PR #57, opened 2023-06-15
External stacking locks

maurolacy:
Alternative to #54, but using `Lockable` for synchronisation.

Proves that `Lockable` is a useful abstraction around this.

TODO:

- [x] Send tx id in msg.
- [x] User info locking.
- [x] Commit / rollback msgs.
- [x] Adapt existing tests. 
- [x] Write tx-specific tests
  - [x] `commit_tx`.
  - [x] `rollback_tx`.
  - [x] In flight / collision.

### DIFF
--- a/contracts/provider/external-staking/src/contract.rs
+++ b/contracts/provider/external-staking/src/contract.rs
@@ -391,6 +391,7 @@ pub mod cross_staking {
             ctx: ExecCtx,
             owner: String,
             amount: Coin,
+            _tx_id: u64,
             msg: Binary,
         ) -> Result<Response, Self::Error> {
             let config = self.config.load(ctx.deps.storage)?;
--- a/contracts/provider/external-staking/src/contract.rs
+++ b/contracts/provider/external-staking/src/contract.rs
@@ -391,7 +391,7 @@ pub mod cross_staking {
             ctx: ExecCtx,
             owner: String,
             amount: Coin,
-            _tx_id: u64,
+            tx_id: u64,
             msg: Binary,
         ) -> Result<Response, Self::Error> {
             let config = self.config.load(ctx.deps.storage)?;
@@ -436,7 +436,7 @@ pub mod cross_staking {
                 .add_attribute("action", "receive_virtual_stake")
                 .add_attribute("owner", owner)
                 .add_attribute("amount", amount.amount.to_string())
-                .add_attribute("tx_id", msg.tx.to_string());
+                .add_attribute("tx_id", tx_id.to_string());
 
             Ok(resp)
         }
--- a/contracts/provider/external-staking/src/contract.rs
+++ b/contracts/provider/external-staking/src/contract.rs
@@ -435,7 +435,8 @@ pub mod cross_staking {
             let resp = Response::new()
                 .add_attribute("action", "receive_virtual_stake")
                 .add_attribute("owner", owner)
-                .add_attribute("amount", amount.amount.to_string());
+                .add_attribute("amount", amount.amount.to_string())
+                .add_attribute("tx_id", msg.tx.to_string());
 
             Ok(resp)
         }
--- a/contracts/provider/external-staking/src/multitest.rs
+++ b/contracts/provider/external-staking/src/multitest.rs
@@ -284,7 +284,7 @@ fn staking() {
 #[track_caller]
 fn get_last_pending_tx_id(vault: &VaultContractProxy) -> Option<u64> {
     let txs = vault.all_pending_txs(None, None).unwrap().txs;
-    txs.last().map(|tx| tx.id)
+    txs.first().map(|tx| tx.id)
 }
 
 #[test]
--- a/contracts/provider/external-staking/src/multitest.rs
+++ b/contracts/provider/external-staking/src/multitest.rs
@@ -128,9 +128,7 @@ fn staking() {
         .call(users[0])
         .unwrap();
 
-    // Hardcoded commit tx call
-    // TODO: get last tx helper
-    let mut last_tx = 1;
+    let last_tx = get_last_pending_tx_id(&vault).unwrap();
     vault
         .vault_api_proxy()
         .commit_tx(last_tx)
@@ -149,10 +147,9 @@ fn staking() {
         .call(users[0])
         .unwrap();
 
-    last_tx += 1;
     vault
         .vault_api_proxy()
-        .commit_tx(last_tx)
+        .commit_tx(get_last_pending_tx_id(&vault).unwrap())
         .call(contract.contract_addr.as_str())
         .unwrap();
 
@@ -168,10 +165,9 @@ fn staking() {
         .call(users[0])
         .unwrap();
 
-    last_tx += 1;
     vault
         .vault_api_proxy()
-        .commit_tx(last_tx)
+        .commit_tx(get_last_pending_tx_id(&vault).unwrap())
         .call(contract.contract_addr.as_str())
         .unwrap();
 
@@ -187,10 +183,9 @@ fn staking() {
         .call(users[1])
         .unwrap();
 
-    last_tx += 1;
     vault
         .vault_api_proxy()
-        .commit_tx(last_tx)
+        .commit_tx(get_last_pending_tx_id(&vault).unwrap())
         .call(contract.contract_addr.as_str())
         .unwrap();
 
@@ -205,11 +200,9 @@ fn staking() {
         )
         .call(users[1])
         .unwrap();
-
-    last_tx += 1;
     vault
         .vault_api_proxy()
-        .commit_tx(last_tx)
+        .commit_tx(get_last_pending_tx_id(&vault).unwrap())
         .call(contract.contract_addr.as_str())
         .unwrap();
 
@@ -286,6 +279,12 @@ fn staking() {
             },
         ]
     );
+}
+
+#[track_caller]
+fn get_last_pending_tx_id(vault: &VaultContractProxy) -> Option<u64> {
+    let txs = vault.all_pending_txs(None, None).unwrap().txs;
+    txs.last().map(|tx| tx.id)
 }
 
 #[test]
--- a/contracts/provider/external-staking/src/multitest.rs
+++ b/contracts/provider/external-staking/src/multitest.rs
@@ -638,6 +638,12 @@ fn distribution() {
         )
         .call(users[0])
         .unwrap();
+    // Hardcoded commit_tx call (lack of IBC support yet)
+    vault
+        .vault_api_proxy()
+        .commit_tx(get_last_pending_tx_id(&vault).unwrap())
+        .call(contract.contract_addr.as_str())
+        .unwrap();
 
     vault
         .stake_remote(
@@ -650,6 +656,11 @@ fn distribution() {
         )
         .call(users[0])
         .unwrap();
+    vault
+        .vault_api_proxy()
+        .commit_tx(get_last_pending_tx_id(&vault).unwrap())
+        .call(contract.contract_addr.as_str())
+        .unwrap();
 
     vault
         .stake_remote(
@@ -661,6 +672,11 @@ fn distribution() {
             .unwrap(),
         )
         .call(users[1])
+        .unwrap();
+    vault
+        .vault_api_proxy()
+        .commit_tx(get_last_pending_tx_id(&vault).unwrap())
+        .call(contract.contract_addr.as_str())
         .unwrap();
 
     // Start with equal distribution:
--- a/contracts/provider/external-staking/src/multitest.rs
+++ b/contracts/provider/external-staking/src/multitest.rs
@@ -129,6 +129,7 @@ fn staking() {
         .unwrap();
 
     let last_tx = get_last_pending_tx_id(&vault).unwrap();
+    // Hardcoded commit_tx call (lack of IBC support yet)
     vault
         .vault_api_proxy()
         .commit_tx(last_tx)
@@ -337,6 +338,13 @@ fn unstaking() {
         )
         .call(users[0])
         .unwrap();
+    let last_tx = get_last_pending_tx_id(&vault).unwrap();
+    // Hardcoded commit_tx call (lack of IBC support yet)
+    vault
+        .vault_api_proxy()
+        .commit_tx(last_tx)
+        .call(contract.contract_addr.as_str())
+        .unwrap();
 
     vault
         .stake_remote(
@@ -349,6 +357,11 @@ fn unstaking() {
         )
         .call(users[0])
         .unwrap();
+    vault
+        .vault_api_proxy()
+        .commit_tx(get_last_pending_tx_id(&vault).unwrap())
+        .call(contract.contract_addr.as_str())
+        .unwrap();
 
     vault
         .stake_remote(
@@ -360,6 +373,11 @@ fn unstaking() {
             .unwrap(),
         )
         .call(users[1])
+        .unwrap();
+    vault
+        .vault_api_proxy()
+        .commit_tx(get_last_pending_tx_id(&vault).unwrap())
+        .call(contract.contract_addr.as_str())
         .unwrap();
 
     // Properly unstake some tokens
--- a/contracts/provider/external-staking/src/multitest.rs
+++ b/contracts/provider/external-staking/src/multitest.rs
@@ -1,3 +1,5 @@
+use anyhow::Result as AnyResult;
+
 use cosmwasm_std::{coin, coins, to_binary, Addr, Decimal};
 use mesh_native_staking::contract::multitest_utils::CodeId as NativeStakingCodeId;
 use mesh_native_staking::contract::InstantiateMsg as NativeStakingInstantiateMsg;
@@ -6,6 +8,8 @@ use mesh_vault::contract::multitest_utils::{CodeId as VaultCodeId, VaultContract
 use mesh_vault::contract::test_utils::VaultApi;
 use mesh_vault::msg::StakingInitInfo;
 
+use mesh_sync::Tx;
+
 use cw_multi_test::App as MtApp;
 use sylvia::multitest::App;
 
@@ -13,8 +17,6 @@ use crate::contract::cross_staking::test_utils::CrossStakingApi;
 use crate::contract::multitest_utils::{CodeId, ExternalStakingContractProxy};
 use crate::error::ContractError;
 use crate::msg::{ReceiveVirtualStake, StakeInfo};
-
-use anyhow::Result as AnyResult;
 
 const OSMO: &str = "osmo";
 const STAR: &str = "star";
@@ -285,7 +287,9 @@ fn staking() {
 #[track_caller]
 fn get_last_pending_tx_id(vault: &VaultContractProxy) -> Option<u64> {
     let txs = vault.all_pending_txs(None, None).unwrap().txs;
-    txs.first().map(|tx| tx.id)
+    txs.first().map(|tx| match tx {
+        Tx::InFlightStaking { id, .. } => *id,
+    })
 }
 
 #[test]
--- a/contracts/provider/external-staking/src/multitest.rs
+++ b/contracts/provider/external-staking/src/multitest.rs
@@ -3,6 +3,7 @@ use mesh_native_staking::contract::multitest_utils::CodeId as NativeStakingCodeI
 use mesh_native_staking::contract::InstantiateMsg as NativeStakingInstantiateMsg;
 use mesh_native_staking_proxy::contract::multitest_utils::CodeId as NativeStakingProxyCodeId;
 use mesh_vault::contract::multitest_utils::{CodeId as VaultCodeId, VaultContractProxy};
+use mesh_vault::contract::test_utils::VaultApi;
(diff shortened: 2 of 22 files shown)


contracts/provider/external-staking/src/multitest.rs
```diff
@@ -132,6 +133,7 @@ fn staking() {
             contract.contract_addr.to_string(),
             coin(100, OSMO),
             to_binary(&ReceiveVirtualStake {
+                tx: 2,
```
ethanfrey, line 136: This is user provided? Seems dangerous. 

The vault should add the tx id (which it generates) in the metadata on the call to the external-staking contract.

contracts/provider/external-staking/src/contract.rs
```diff
@@ -391,6 +391,7 @@ pub mod cross_staking {
             ctx: ExecCtx,
             owner: String,
             amount: Coin,
+            _tx_id: u64,
```
ethanfrey, line 394: This looks better here. Let's use that one (which comes from vault), rather than the one embedded in the user-provided msg.

contracts/provider/vault/src/contract.rs
```diff
@@ -274,8 +289,10 @@ impl VaultContract<'_> {
         let lienholder = ctx.deps.api.addr_validate(&lienholder)?;
 
         self.liens
-            .load(ctx.deps.storage, (&account, &lienholder))
```
ethanfrey, line 277: Nice, it doesn't look like major work to add this to the code. (And compiler points it out)

contracts/provider/vault/src/contract.rs
```diff
@@ -414,12 +433,68 @@ impl VaultContract<'_> {
...
             .may_load(ctx.deps.storage, (&ctx.info.sender, lienholder))?
-            .unwrap_or(Lien {
+            .unwrap_or(Lockable::new(Lien {
+                amount: Uint128::zero(),
+                slashable,
+            }));
+        let lien = lien.write()?;
+        lien.amount += amount;
+
+        let mut user = self
```
ethanfrey, line 443: We need a lock on user as well as (or instead of lien).

If we stake on another chain, or add/withdraw collateral, it will update user, which is a conflict.

contracts/provider/vault/src/contract.rs
```diff
@@ -414,12 +433,68 @@ impl VaultContract<'_> {
...
+            .may_load(ctx.deps.storage, (&ctx.info.sender, lienholder))?
+            .unwrap_or(Lockable::new(Lien {
                 amount: Uint128::zero(),
                 slashable,
-            });
+            }));
+        let lien = lien_lock.write()?;
         lien.amount += amount;
 
+        // TODO?: Lockable
```
ethanfrey, line 497: Yes, lockable

contracts/provider/vault/src/contract.rs
```diff
@@ -414,12 +433,68 @@ impl VaultContract<'_> {
...
+        Ok(())
+    }
+
+    /// Updates the pending txs for remote staking on any contract
+    ///
+    /// Stake (remote) is always called by the tokens owner, so the `sender` is
+    /// used as an owner address.
+    ///
+    /// Config is taken in argument as it sometimes is used outside of this function, so
+    /// we want to avoid double-fetching it
```
ethanfrey, line 469: Okay, so this is the new function to be called instead of stake.

`stake` just for local (no IBC) and `stake_tx` for remote ones (that need a callback)

contracts/provider/vault/src/contract.rs
```diff
@@ -429,11 +504,113 @@ impl VaultContract<'_> {
...
 
+        // Write lock it
+        lien_lock.lock_write()?;
         self.liens
-            .save(ctx.deps.storage, (&ctx.info.sender, lienholder), &lien)?;
+            .save(ctx.deps.storage, (&ctx.info.sender, lienholder), &lien_lock)?;
 
         self.users.save(ctx.deps.storage, &ctx.info.sender, &user)?;
 
+        // Create new tx
```
ethanfrey, line 514: Good to save them here.

contracts/provider/vault/src/contract.rs
```diff
@@ -429,11 +504,113 @@ impl VaultContract<'_> {
 
         ensure!(user.verify_collateral(), ContractError::InsufficentBalance);
 
+        // Write lock it
+        lien_lock.lock_write()?;
         self.liens
-            .save(ctx.deps.storage, (&ctx.info.sender, lienholder), &lien)?;
+            .save(ctx.deps.storage, (&ctx.info.sender, lienholder), &lien_lock)?;
```
ethanfrey, line 510: Note: We write lock lien and user (and save that lock), so they will not change during the IBC transaction.

There are two approaches, you seem to take the first, but let's make this explicit decision (and it should be documented at least in the rustdoc).

1. Write lock lien and user and update the values (checking consistency) in the beginning. On success, we remove pending tx and the lock. On failure, we subtract the staked value from the items then unlock. (Unlock requires a read and write).
2. Write lock lien and user and check consistency (but don't update) in the beginning. On success, we apply the pending tx, remove it and unlock the state. On rollback, we remove the pending tx and unlock, but don't touch state changes.

For here they are both fine, and happy with you doing 1. For things like unstaking, which adds a new item to a queue of pending unbonding, I would write lock the proper items and only add the pending unbonding on the success ack, as it gets a bit difficult to track which claim to delete. (Easier to write than undo).

contracts/provider/vault/src/txs.rs
```diff
@@ -0,0 +1,67 @@
+use cosmwasm_schema::cw_serde;
+use cosmwasm_std::{Addr, Decimal, Order, StdResult, Storage, Uint128};
+use cw_storage_plus::{Index, IndexList, IndexedMap, MultiIndex};
+
+#[cw_serde]
+pub enum TxType {
+    Stake,
+    Unstake,
```
ethanfrey, line 8: Unstake is never pending here.
It is triggered on the external-staking contract.
When it goes back to the vault, that is a local call.

We just have one variant, so you may just want to rename the type to InFlightStakingTx or something a little less verbos but still descriptive.

contracts/provider/vault/src/txs.rs
```diff
@@ -0,0 +1,67 @@
...
+    pub amount: Uint128,
+    /// Slashable portion of lien
+    pub slashable: Decimal,
+    /// Associated user
+    pub user: Addr,
+    /// Remote staking contract
+    pub lienholder: Addr,
+}
+
+pub struct TxIndexes<'a> {
```
ethanfrey, line 29: why do we need these indexes? just for queries?

contracts/provider/vault/src/contract.rs
```diff
@@ -429,11 +504,113 @@ impl VaultContract<'_> {
...
+    /// Commits a pending tx
+    // TODO: Add callback handler
+    #[allow(unused)]
+    fn commit_tx(&self, ctx: &mut ExecCtx, tx_id: u64) -> Result<(), ContractError> {
+        // Load tx
+        let tx = self.pending.txs.load(ctx.deps.storage, tx_id)?;
+        // TODO: Properly handle tx type
+        assert!(tx.ty == TxType::Stake);
+        // Verify tx comes from the right contract
+        ensure!(
```
ethanfrey, line 539: good check

contracts/provider/vault/src/contract.rs
```diff
@@ -429,11 +504,113 @@ impl VaultContract<'_> {
...
+            tx.lienholder == ctx.info.sender,
+            ContractError::WrongContractTx(tx_id, ctx.info.sender.clone())
+        );
+
+        // Load lien
```
ethanfrey, line 544: Yup, looks proper

ethanfrey: (You will also want to unlock the user, as that should be locked in the first part)

contracts/provider/vault/src/contract.rs
```diff
@@ -429,11 +504,113 @@ impl VaultContract<'_> {
...
+        )?;
+
+        // Remove tx
+        self.pending.txs.remove(ctx.deps.storage, tx_id)?;
+
+        Ok(())
+    }
+
+    /// Rollbacks a pending tx
+    // TODO: Add callback handler
```
ethanfrey, line 564: What do you mean by callback handler? An ExecuteMsg variant?

contracts/provider/vault/src/contract.rs
```diff
@@ -429,11 +504,113 @@ impl VaultContract<'_> {
...
+        lien.amount -= tx.amount;
+        // Save it unlocked
+        self.liens.save(
+            ctx.deps.storage,
+            (&ctx.info.sender, &tx.lienholder),
+            &lien_lock,
+        )?;
+
+        // Rollback user's max_lien
+        let mut user = self.users.load(ctx.deps.storage, &tx.user)?;
```
ethanfrey, line 593: Yeah, this is kind of why I wouldn't apply it in the beginning, just lock and only apply on the success case.

Calculating maximum is harder when reducing (are there others higher?) vs raising (compare my new value with the max). This is an argument in favor of approach 2 above

contracts/provider/vault/src/contract.rs
```diff
@@ -447,36 +624,48 @@ impl VaultContract<'_> {
...
         // is already written to storage
         user.max_lien = self
             .liens
             .prefix(&owner)
             .range(ctx.deps.storage, None, None, Order::Ascending)
-            .try_fold(Uint128::zero(), |max_lien, lien| {
-                lien.map(|(_, lien)| max_lien.max(lien.amount))
+            .try_fold(Uint128::zero(), |max_lien, item| {
+                let (_, lien_lock) = item?;
+                // FIXME: Fails as write locked
```
ethanfrey, line 651: Huh? This only fails if another transaction by that user is in-flight, right? (Only case of the write lock). That is actually a good case to fail in (and force a client-side retry)

packages/mocks/src/cross_staking.rs
```diff
@@ -120,7 +121,7 @@ impl CrossStakingApi for MockCrossStakingContract<'_> {
         );
 
         // ignore args
-        let _ = (owner, msg, amount);
+        let _ = (owner, msg, amount, tx_id);
```
ethanfrey, line 124: Proper mock should have a way to trigger callbacks to test.

Add some ExecuteMsg variant (unpermissioned for mock testing) that calls either commit_tx or rollback_tx on the vault to test both cases (and conflicting tx in the inflight time)

ethanfrey (commented):
Looks like a good start. Add some detailed comments, but it is really minor stuff.

Updating the external-staking (and mock-external-staking) contracts is an important step for tests. The real one should just send back a message in the same tx to commit_tx. When there is IBC, we can change it, but at least you upgrade the vault <-> external staking communication to be "IBC safe"

contracts/provider/vault/src/contract.rs
maurolacy: Work in progress. Will look better soon.

contracts/provider/vault/src/contract.rs
maurolacy: Yup. We'll need to extend the messages with commit and rollback tx. Will do as part of this PR, so that I can make tests work.

contracts/provider/vault/src/contract.rs
maurolacy: Yeah, that looks like an outdsted comment. Will address tomorrow.

Thanks for the early review.

contracts/provider/vault/src/contract.rs
maurolacy: Thinking on unifying those, as the logic is the same, plus the write lock and tx for remote staking.

contracts/provider/vault/src/txs.rs
maurolacy: Yes, this was carried over from the previous impl.  I think it makes sense to keep it, for future queries.

contracts/provider/vault/src/txs.rs
maurolacy: Oh, you're right. Was hastily generalising. Will remove.

contracts/provider/vault/src/contract.rs
maurolacy: Doing 1. has the advantage that the local vs remote code looks pretty similar.

Given that rollback would be rarely called, I would leave it as it is now.

contracts/provider/external-staking/src/multitest.rs
maurolacy: Fixed.

contracts/provider/vault/src/contract.rs
```diff
@@ -47,25 +49,36 @@ pub struct VaultContract<'a> {
...
             local_staking: Item::new("local_staking"),
             liens: Map::new("liens"),
             users: Map::new("users"),
+            pending: Txs::new("pending_txs", "users"),
+            tx_count: Item::new("tx_count"),
         }
     }
 
+    pub fn next_tx_id(&self, store: &mut dyn Storage) -> StdResult<u64> {
+        let id: u64 = self.tx_count.may_load(store)?.unwrap_or_default() + 1;
```
ethanfrey, line 77: Note: this may be the best use of update. You can use it as a return result directly.
(But it may require initializing the count to 0 in instantiate)

contracts/provider/vault/src/contract.rs
```diff
@@ -98,12 +111,14 @@ impl VaultContract<'_> {
         let denom = self.config.load(ctx.deps.storage)?.denom;
         let amount = must_pay(&ctx.info, &denom)?;
 
-        let mut user = self
```
ethanfrey, line 101: These non-ibc ones look like straightforward changes

contracts/provider/vault/src/contract.rs
```diff
@@ -332,32 +359,76 @@ impl VaultContract<'_> {
...
-                        .as_ref()
-                        .map(|(_, account)| account.collateral.is_zero())
-                        .unwrap_or(false))
+                account
+                    .as_ref()
+                    .map(|(_, account_lock)| {
+                        account_lock
+                            .read()
+                            .map(|account| !with_collateral || !account.collateral.is_zero()) // Skip zero collateral
+                            .unwrap_or(false) // Skip write-locked accounts
```
ethanfrey, line 372: I question skipping and not just returning them as locked.

Then again, let's not spend time here... this is only used for clients - let's get logic working and take feedback from clients before modifying. Just wanted to note

contracts/provider/vault/src/contract.rs
```diff
@@ -332,32 +359,76 @@ impl VaultContract<'_> {
...
+        start_after: Option<u64>,
+        limit: Option<u32>,
+    ) -> Result<AllTxsResponse, ContractError> {
+        let limit = clamp_page_limit(limit);
+        let bound = start_after.and_then(Bounder::exclusive_bound);
+
+        let txs = self
+            .pending
+            .txs
+            .range(ctx.deps.storage, None, bound, Order::Descending)
```
ethanfrey, line 419: Ah, these are ordered descending. That is not the most obvious sort order, so maybe good to include in the method name somehow

contracts/provider/vault/src/contract.rs
```diff
@@ -404,36 +475,145 @@ impl VaultContract<'_> {
         lienholder: &Addr,
         slashable: Decimal,
         amount: Coin,
-    ) -> Result<(), ContractError> {
+        remote: bool,
```
ethanfrey, line 478: A bit odd to see true/false when calling. Maybe worth some `enum Staker { Remote, Local }` type for clarity. Or maybe I am overthinking.

contracts/provider/vault/src/contract.rs
```diff
@@ -404,36 +475,145 @@ impl VaultContract<'_> {
...
+            tx.lienholder == ctx.info.sender,
+            ContractError::WrongContractTx(tx_id, ctx.info.sender.clone())
+        );
+
+        // Load lien
+        let mut lien_lock = self
+            .liens
+            .load(ctx.deps.storage, (&tx.user, &tx.lienholder))?;
+        // Unlock it
+        lien_lock.unlock_write()?;
```
ethanfrey, line 554: Looks correct

contracts/provider/vault/src/contract.rs
```diff
@@ -404,36 +475,145 @@ impl VaultContract<'_> {
...
+
+        // Load user
+        let mut user_lock = self.users.load(ctx.deps.storage, &tx.user)?;
+        // Rollback user's max_lien (need to unlock it first)
+        user_lock.unlock_write()?;
+        let mut user = user_lock.write()?;
+
+        // Max lien has to be recalculated from scratch; the just rolled back lien
+        // is already written to storage
+        user.max_lien = self
```
ethanfrey, line 601: Nit: this is used elsewhere, right, maybe worth pulling into one function if it is the same.

This is complex enough logic it is good to be tested more and not have two implementations floating, that might get out of sync

contracts/provider/vault/src/contract.rs
```diff
@@ -447,36 +627,48 @@ impl VaultContract<'_> {
         let amount = amount.amount;
 
         let owner = Addr::unchecked(owner);
-        let mut lien = self
+        let mut lien_lock = self
             .liens
             .may_load(ctx.deps.storage, (&owner, &ctx.info.sender))?
             .ok_or(ContractError::UnknownLienholder)?;
+        let lien = lien_lock.read()?;
```
ethanfrey, line 634: Why do read then later write, rather than just doing a `write` lock at the first time?

contracts/provider/vault/src/contract.rs
```diff
@@ -447,36 +627,48 @@ impl VaultContract<'_> {
...
         // is already written to storage
         user.max_lien = self
             .liens
             .prefix(&owner)
             .range(ctx.deps.storage, None, None, Order::Ascending)
-            .try_fold(Uint128::zero(), |max_lien, lien| {
-                lien.map(|(_, lien)| max_lien.max(lien.amount))
+            .try_fold(Uint128::zero(), |max_lien, item| {
+                let (_, lien_lock) = item?;
+                let lien = lien_lock.read().map_err(Into::<ContractError>::into);
```
ethanfrey, line 655: Yup, duplicated above. Worth making a function imo

contracts/provider/vault/src/contract.rs
```diff
@@ -527,4 +719,27 @@ impl VaultApi for VaultContract<'_> {
 
         Ok(resp)
     }
+
+    #[msg(exec)]
```
ethanfrey, line 723: Safe to expose as they assert the caller. Nice design

ethanfrey (approved):
General design looks good.
Added a number of smaller style comments for cleanup.
It would be good to see integration into external-staking, but even more, we need to start IBC and figure out how to test well.

contracts/provider/vault/src/txs.rs
```diff
@@ -0,0 +1,66 @@
+use cosmwasm_schema::cw_serde;
+use cosmwasm_std::{Addr, Decimal, Order, StdResult, Storage, Uint128};
+use cw_storage_plus::{Index, IndexList, IndexedMap, MultiIndex};
+
+#[cw_serde]
+pub enum TxType {
+    InFlightStaking,
+    // TODO
+    // Slash,
```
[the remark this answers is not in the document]
maurolacy: Good point. Will refactor.

contracts/provider/vault/src/contract.rs
maurolacy: Copied this from somewhere else. Will refactor if possible.

contracts/provider/vault/src/contract.rs
maurolacy: Just a silly "optimisation" in case the test below fails. Will change.

contracts/provider/vault/src/contract.rs
maurolacy: Will add a FIXME, or fit it directly.

ethanfrey: THere is no clear good solution.
Just add a `// FIXME` and we figure it out when everything is finished

contracts/provider/vault/src/contract.rs
```diff
@@ -404,36 +475,145 @@ impl VaultContract<'_> {
...
+        }
+        self.liens
+            .save(ctx.deps.storage, (&ctx.info.sender, lienholder), &lien_lock)?;
+
+        self.users
+            .save(ctx.deps.storage, &ctx.info.sender, &user_lock)?;
+
+        if remote {
+            // Create new tx
+            let tx_id = self.next_tx_id(ctx.deps.storage)?;
```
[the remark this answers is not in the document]
maurolacy: Because the saves have to be processed in both branches. I think it's clearer this way, yes.

contracts/provider/vault/src/contract.rs
maurolacy: I think it's OK. A little old style sometimes is not a bad thing. :-)

contracts/provider/vault/src/contract.rs
maurolacy: Refactored / renamed for clarity.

--------------------------------------------------

Exercise requirements —
Each line in the listing that contains "anyhow" should be returned.

Solution for this task —
+use anyhow::Result as AnyResult;
-use anyhow::Result as AnyResult;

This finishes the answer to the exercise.